=== Information given ===

PR #336, opened 2020-03-25
Add testing dockerfile to ibc-alpha

jackzampolin:
This adds a `Dockerfile` for testing multiple chains. This is to be used in the relayer integration tests.


jackzampolin:
Block timeouts currently set at ~500ms. Could turn up more, but getting non deterministic errors like:

```
    TestBasicTransfer: relayer_test.go:58: err: verify from #17 to #18 failed: invalid header: new header has a time from the future 2020-03-26 21:57:16.711688 +0000 UTC (now: 2020-03-26 14:57:06.240194 -0700 PDT m=+8.036503258; max clock drift: 10s)
    TestBasicTransfer: relayer_test.go:62: [ibc0] too many (act(0) != exp(1)) channels returned
```

jackzampolin:
Going to go ahead and merge! Its ready to go.

PR #344, opened 2020-04-01
Query updates for IBC queriers

jackzampolin:


jackzampolin:
Blocked on https://github.com/cosmos/cosmos-sdk/pull/5901

PR #386, opened 2020-05-02
GameOfZones Phase 1: Fix for capability initialization on app restart

jackzampolin:
Update to @AdityaSripal cap init fix 

supersedes #385


fedekunze:
@jackzampolin should I close this now?

PR #408, opened 2020-05-26
docker: add user 

tac0turtle:
## Description

This PR adds a `USER` to the docker image. This is done for security reasons:

```
When a Dockerfile doesn’t specify a USER, it defaults to executing the container using 
the root user. In practice, there are very few reasons why the container should have 
root privileges. Docker defaults to running containers using the root user. When that 
namespace is then mapped to the root user in the running container, it means that the 
container potentially has root access on the Docker host. Having an application on the 
container run with the root user further broadens the attack surface and enables an 
easy path to privilege escalation if the application itself is vulnerable to exploitation.
```


alessio (approved):
Great work indeed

===

### Problem description:
Write out every entry again exactly, please, with nothing missing.

### Worked solution:
PR #336, opened 2020-03-25
Add testing dockerfile to ibc-alpha

jackzampolin:
This adds a `Dockerfile` for testing multiple chains. This is to be used in the relayer integration tests.


jackzampolin:
Block timeouts currently set at ~500ms. Could turn up more, but getting non deterministic errors like:

```
    TestBasicTransfer: relayer_test.go:58: err: verify from #17 to #18 failed: invalid header: new header has a time from the future 2020-03-26 21:57:16.711688 +0000 UTC (now: 2020-03-26 14:57:06.240194 -0700 PDT m=+8.036503258; max clock drift: 10s)
    TestBasicTransfer: relayer_test.go:62: [ibc0] too many (act(0) != exp(1)) channels returned
```

jackzampolin:
Going to go ahead and merge! Its ready to go.

PR #344, opened 2020-04-01
Query updates for IBC queriers

jackzampolin:


jackzampolin:
Blocked on https://github.com/cosmos/cosmos-sdk/pull/5901

PR #386, opened 2020-05-02
GameOfZones Phase 1: Fix for capability initialization on app restart

jackzampolin:
Update to @AdityaSripal cap init fix 

supersedes #385


fedekunze:
@jackzampolin should I close this now?

PR #408, opened 2020-05-26
docker: add user 

tac0turtle:
## Description

This PR adds a `USER` to the docker image. This is done for security reasons:

```
When a Dockerfile doesn’t specify a USER, it defaults to executing the container using 
the root user. In practice, there are very few reasons why the container should have 
root privileges. Docker defaults to running containers using the root user. When that 
namespace is then mapped to the root user in the running container, it means that the 
container potentially has root access on the Docker host. Having an application on the 
container run with the root user further broadens the attack surface and enables an 
easy path to privilege escalation if the application itself is vulnerable to exploitation.
```


alessio (approved):
Great work indeed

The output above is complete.